El hecho es que soy único. No me interesa lo que un hombre pueda trasmitir a otros hombres; como el filósofo, pienso que nada es comunicable por el arte de la escritura. Las enojosas y triviales minucias no tienen cabida en mi espíritu, que está capacitado para lo grande; jamás he retenido la diferencia entre una letra y otra. Cierta impaciencia generosa no ha consentido que yo aprendiera a leer. A veces lo deploro porque las noches y los días son largos.

Claro que no me faltan distracciones. Semejante al carnero que va a embestir, corro por las galerías de piedra hasta rodar al suelo, mareado. Me agazapo a la sombra de un aljibe o a la vuelta de un corredor y juego a que me buscan. Hay azoteas desde las que me dejo caer, hasta ensangrentarme. A cualquier hora puedo jugar a estar dormido, con los ojos cerrados y la respiración poderosa. (A veces me duermo realmente, a veces ha cambiado el color del día cuando he abierto los ojos). Pero de tantos juegos el que prefiero es el de otro Asterión. Finjo que viene a visitarme y que yo le muestro la casa. Con grandes reverencias le digo: Ahora volvemos a la encrucijada anterior o Ahora desembocamos en otro patio o Bien decía yo que te gustaría la canaleta o Ahora verás una cisterna que se llenó de arena o Ya veras cómo el sótano se bifurca. A veces me equivoco y nos reímos buenamente los dos.

No sólo he imaginado esos juegos; también he meditado sobre la casa. Todas las partes de la casa están muchas veces, cualquier lugar es otro lugar. No hay un aljibe, un patio, un abrevadero, un pesebre; son catorce (son infinitos) los pesebres, abrevaderos, patios, aljibes. La casa es del tamaño del mundo; mejor dicho, es el mundo. Sin embargo, a fuerza de fatigar patios con un aljibe y polvorientas galerías de piedra gris he alcanzado la calle y he visto el templo de las Hachas y el mar. Eso no lo entendí hasta que una visión de la noche me reveló que también son catorce (son infinitos) los mares y los templos. Todo está muchas veces, catorce veces, pero dos cosas hay en el mundo que parecen estar una sola vez: arriba, el intrincado Sol;. abajo, Asterión. Quizá yo he creado las estrellas y el Sol y la enorme casa, pero ya no me acuerdo.

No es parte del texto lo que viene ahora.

PR #1767, opened 2020-01-08
[SDBELGA-152] Implement OpenID Connect authentication

idsvn:
For installation and configuration instruction, please check our comment in the ticket.
There is some small changes compare to the implementation in Belga (superdesk/superdesk-belga#92)
- Use `flask-oidc-ex` instead of `flask-oidc`: Because the `flask-oidc` has no release since 2018, which contains a commit support load configuration from dict
- Change configure environment variable **name**, this is the completed list of ODIC env config:
`OIDC_ENABLE`, `OIDC_ISSUER`, `OIDC_SERVER_CLIENT`, `OIDC_SERVER_CLIENT_SECRET`, `OIDC_WEB_CLIENT`, `OIDC_BROWSER_REDIRECT_URI`

SDBELGA-152


apps/auth/oidc/auth.py
```diff
@@ -0,0 +1,73 @@
...
+            'email': g.oidc_token_info.get('email'),
+            'first_name': g.oidc_token_info.get('given_name'),
+            'last_name': g.oidc_token_info.get('family_name'),
+            'display_name': g.oidc_token_info.get('name'),
+            'user_type': g.oidc_token_info.get('user_type'),
+            'role': role.get('_id') if role else None,
+            'needs_activation': False,
+        }
+        if not user:
+            sync_data['password'] = get_hash(
```
idsvn: `auth.db` will raise error if password is None, but we wonder if we should care about the case when Keycloak is turning off after it has turned on?

apps/auth/oidc/auth.py
```diff
@@ -0,0 +1,73 @@
...
+                get_random_string(), current_app.config.get('BCRYPT_GENSALT_WORK_FACTOR', 12))
+            user_id = users_service.post([sync_data])[0]
+            user = auth_service.find_one(req=None, _id=user_id)
+        else:
+            users_service.put(user.get('_id'), sync_data)
```
idsvn: We will **override user info** with info from Keycloak, it also means changing info from user page will no longer work

apps/auth/oidc/auth.py
```diff
@@ -0,0 +1,73 @@
...
+        user = auth_service.find_one(req=None, username=g.oidc_token_info.get('username'))
+        role = get_resource_service('roles').find_one(req=None, name=g.oidc_token_info.get('role'))
+        sync_data = {
+            'username': g.oidc_token_info.get('username'),
+            'email': g.oidc_token_info.get('email'),
+            'first_name': g.oidc_token_info.get('given_name'),
+            'last_name': g.oidc_token_info.get('family_name'),
+            'display_name': g.oidc_token_info.get('name'),
+            'user_type': g.oidc_token_info.get('user_type'),
+            'role': role.get('_id') if role else None,
```
idsvn: How should we handle `role` and `user_type`? We are using [user attribute](https://user-images.githubusercontent.com/45254285/71950353-765b2280-3209-11ea-9063-e917c3fb2e3d.png), but as you can see, admin has to enter role and user_type manually.
We think that **Roles** in `Clients` can be used for `role` and ignore  fields [Roles Attribute](https://user-images.githubusercontent.com/45254285/71950603-760f5700-320a-11ea-9e8e-cf37295a7cc8.png), what do you think?

petrjasek: I think you can create those users as `user_type=user` and if needed it can be changed to administrator in superdesk.
you could probably check those roles from keycloak and look for matching role in superdesk if there is any, if multiple use first one. it would be also editable in superdesk later on

apps/auth/oidc/auth.py
petrjasek: could you set there empty string?

apps/auth/oidc/auth.py
petrjasek: it makes sense for some common data like email/username/first name/last name, but not sure about superdesk specific data like user role/user type, that should be app specific, shouldn't it?

idsvn: Make sense, we will update to sync only username, email, first/last name and display name.

apps/auth/oidc/auth.py
```diff
@@ -0,0 +1,83 @@
...
+        token = auth_header[1]
+        is_valid = self.oidc.validate_token(token, ['openid', 'email', 'profile'])
+        if not is_valid:
+            raise CredentialsAuthError(credentials)
+
+        auth_service = get_resource_service('auth_users')
+        users_service = get_resource_service('users')
+        username = g.oidc_token_info.get('username')
+        user = auth_service.find_one(req=None, username=username)
+        user_info = users_service.find_one(req=None, username=username) or {}
```
idsvn: Can we only use `users` service here or it has to be `auth_users` service for checking existing user and return value for `authenticate` method?

petrjasek: you should use `users` imo, `auth_users` is only for authentication via password which `users` won't return, but you don't need that, right?

ride90:
@idsvn what is the status of this pr?

idsvn:
> @idsvn what is the status of this pr?

Sorry for late replay, it's ready for review
We don't write test for this because it requires exchanging token with keycloak server (Mock?) which is handled internally by `flask_oidc_ex`.

ride90:
@idsvn please, resolve conflicts.

apps/auth/oidc/auth.py
```diff
@@ -54,16 +55,21 @@ def authenticate(self, credentials):
...
-            'first_name': g.oidc_token_info.get('given_name'),
-            'last_name': g.oidc_token_info.get('family_name'),
             'display_name': g.oidc_token_info.get('name'),
         }
+
+        # first name and last name is optional in Keycloak
+        if 'given_name' in g.oidc_token_info:
+            sync_data['first_name'] = g.oidc_token_info.get('given_name')
+        if 'family_name' in g.oidc_token_info:
+            sync_data['last_name'] = g.oidc_token_info.get('family_name')
```
idsvn, line 65: avoid raising error in https://github.com/superdesk/superdesk-core/blob/3e7ad403ea04b674009dbef04df7dda03f0aae22/superdesk/users/services.py#L111

idsvn:
@ride90 @petrjasek I have resolved all merge conflict. Summary changes:
- Change `OIDC_ENABLE` to `OIDC_ENABLED` (similar to `VIDEO_SERVER_ENABLED`)
- Ignore case when querying `role`
- Handle empty `first_name` and `last_name`

ride90:
Hi @idsvn, please, make all ci checks passing.

idsvn:
@ride90 Not sure why `fire:build` does not restart when reopen PR but Travis build has passed so I guess it's fine?
I added a simple warning for missing `SECRET_KEY`, feel free to update the message as you see fit.

apps/auth/oidc/__init__.py
```diff
@@ -0,0 +1,47 @@
...
+import superdesk
+
+from .auth import OIDCAuthResource, OIDCAuthService
+
+logger = logging.getLogger(__name__)
+
+
+def init_app(app):
+    endpoint_name = 'auth_oidc'
+    if bool(app.config['OIDC_ENABLED']) and not bool(app.config['SECRET_KEY'] != ''):
```
ride90, line 22: why do we need `bool` here?
`app.config['OIDC_ENABLED']` is bool anyway and `!=` returns a bool

apps/auth/oidc/__init__.py
```diff
@@ -0,0 +1,47 @@
...
+        logger.warn('SECRET_KEY is not set')
+
+    app.client_config['oidc_auth'] = bool(app.config['OIDC_ENABLED']) and bool(app.config['SECRET_KEY'] != '')
```
ride90, line 25: same here

superdesk/default_settings.py
```diff
@@ -907,4 +908,18 @@ def local_to_utc_hour(hour):
...
+#: .. versionadded:: 2.0
+#:
 DEFAULT_LANGUAGE = 'en'
+
+#: OIDC config
+#:
+#: .. versionadded:: 2.1
+#:
+OIDC_ENABLED = strtobool(env('OIDC_ENABLED', 'false'))
+OIDC_ISSUER = env('OIDC_ISSUER', 'http://localhost:8080/auth/realms/SUPERDESK_REALM')
```
ride90, line 921: I would rename it to `OIDC_ISSUER_URL`

apps/auth/oidc/auth.py
```diff
@@ -0,0 +1,88 @@
...
+        auth_header = request.headers.get('Authorization', '').split(' ', 1)
+        if auth_header[0] != 'Bearer' and len(auth_header) != 2:
+            raise CredentialsAuthError(credentials)
+        token = auth_header[1]
+        is_valid = self.oidc.validate_token(token, ['openid', 'email', 'profile'])
+        if not is_valid:
+            raise CredentialsAuthError(credentials)
+
+        users_service = get_resource_service('users')
+        username = g.oidc_token_info.get('username')
```
ride90, line 53: is `username` required here?

apps/auth/oidc/auth.py
```diff
@@ -0,0 +1,88 @@
...
+        user = users_service.find_one(req=None, username=username) or {}
+
+        sync_data = {
+            'username': username,
+            'email': g.oidc_token_info.get('email'),
```
ride90, line 58: same for email, is it required?

ride90: if email and username are required and we expect them to be in `oidc_token_info`, I would use `g.oidc_token_info['email/username']` instead of `get` to raise a KeyError. It will help to find and fix issue much faster unlike when it fails silently.

apps/auth/oidc/auth.py
```diff
@@ -0,0 +1,88 @@
...
+                    break
+            sync_data.update({
+                'password': '',
+                'user_type': 'user',
+                'role': user_role,
+                'needs_activation': False,
+            })
+            users_service.post([sync_data])
+        else:
+            users_service.patch(user[config.ID_FIELD], sync_data)
```
ride90, line 85: does it make sense to update a `role` if it was changed on the keycloak side?

superdesk/default_settings.py
```diff
@@ -907,4 +908,18 @@ def local_to_utc_hour(hour):
...
+OIDC_SERVER_CLIENT = env('OIDC_SERVER_CLIENT')
+OIDC_SERVER_CLIENT_SECRET = env('OIDC_SERVER_CLIENT_SECRET')
+OIDC_WEB_CLIENT = env('OIDC_WEB_CLIENT')
+OIDC_BROWSER_REDIRECT_URI = env('OIDC_BROWSER_REDIRECT_URI', 'http://localhost:9000')
```
ride90, line 925: I would rename it to `OIDC_BROWSER_REDIRECT_URL` to be more precise

ride90:
@idsvn it would be great to add docs how to configure keycloak into the repo itself. Here https://github.com/superdesk/superdesk-belga/blob/master/README.md or better to a separate file.

apps/auth/oidc/auth.py
idsvn: Yes, we need to check if user is exist and sync user data from `keycloak`, so we could use either `username` or `email` here to find user

apps/auth/oidc/auth.py
idsvn: How about fallback to superdesk user email? Keycloak `username` is required and unchangeable so there is no problem

apps/auth/oidc/auth.py
idsvn: I think it's easier to manage roles on superdesk side, as we also create role on superdesk.
Also superdesk only allow 1 role per user, but you could assign multiple roles on single user in Keycloak, which is easy to misuse.

apps/auth/oidc/auth.py
ride90: yes, let's raise an error

apps/auth/oidc/auth.py
ride90: yep, let's keep it as it is for now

Cada nueve años entran en la casa nueve hombres para que yo los libere de todo mal. Oigo sus pasos o su voz en el fondo de las galerías de piedra y corro alegremente a buscarlos. La ceremonia dura pocos minutos. Uno tras otro caen sin que yo me ensangriente las manos. Donde cayeron, quedan, y los cadáveres ayudan a distinguir una galería de las otras. Ignoro quiénes son, pero sé que uno de ellos profetizó, en la hora de su muerte, que, alguna vez llegaría mi redentor. Desde entonces no me duele la soledad, porque sé que vive mi redentor y al fin se levantará sobre el polvo. Si mi oído alcanzara todos los rumores del mundo, yo percibiría sus pasos. Ojalá me lleve a un lugar con menos galerías y menos puertas. ¿Cómo será mi redentor?, me pregunto.

¿Será un toro o un hombre? ¿Será tal vez un toro con cara de hombre? ¿O será como yo?

El Sol de la mañana reverberó en la espada de bronce. Ya no quedaba ni un vestigio de sangre.

-¿Lo creerás, Ariadna? -dijo Teseo-. El minotauro apenas se defendió.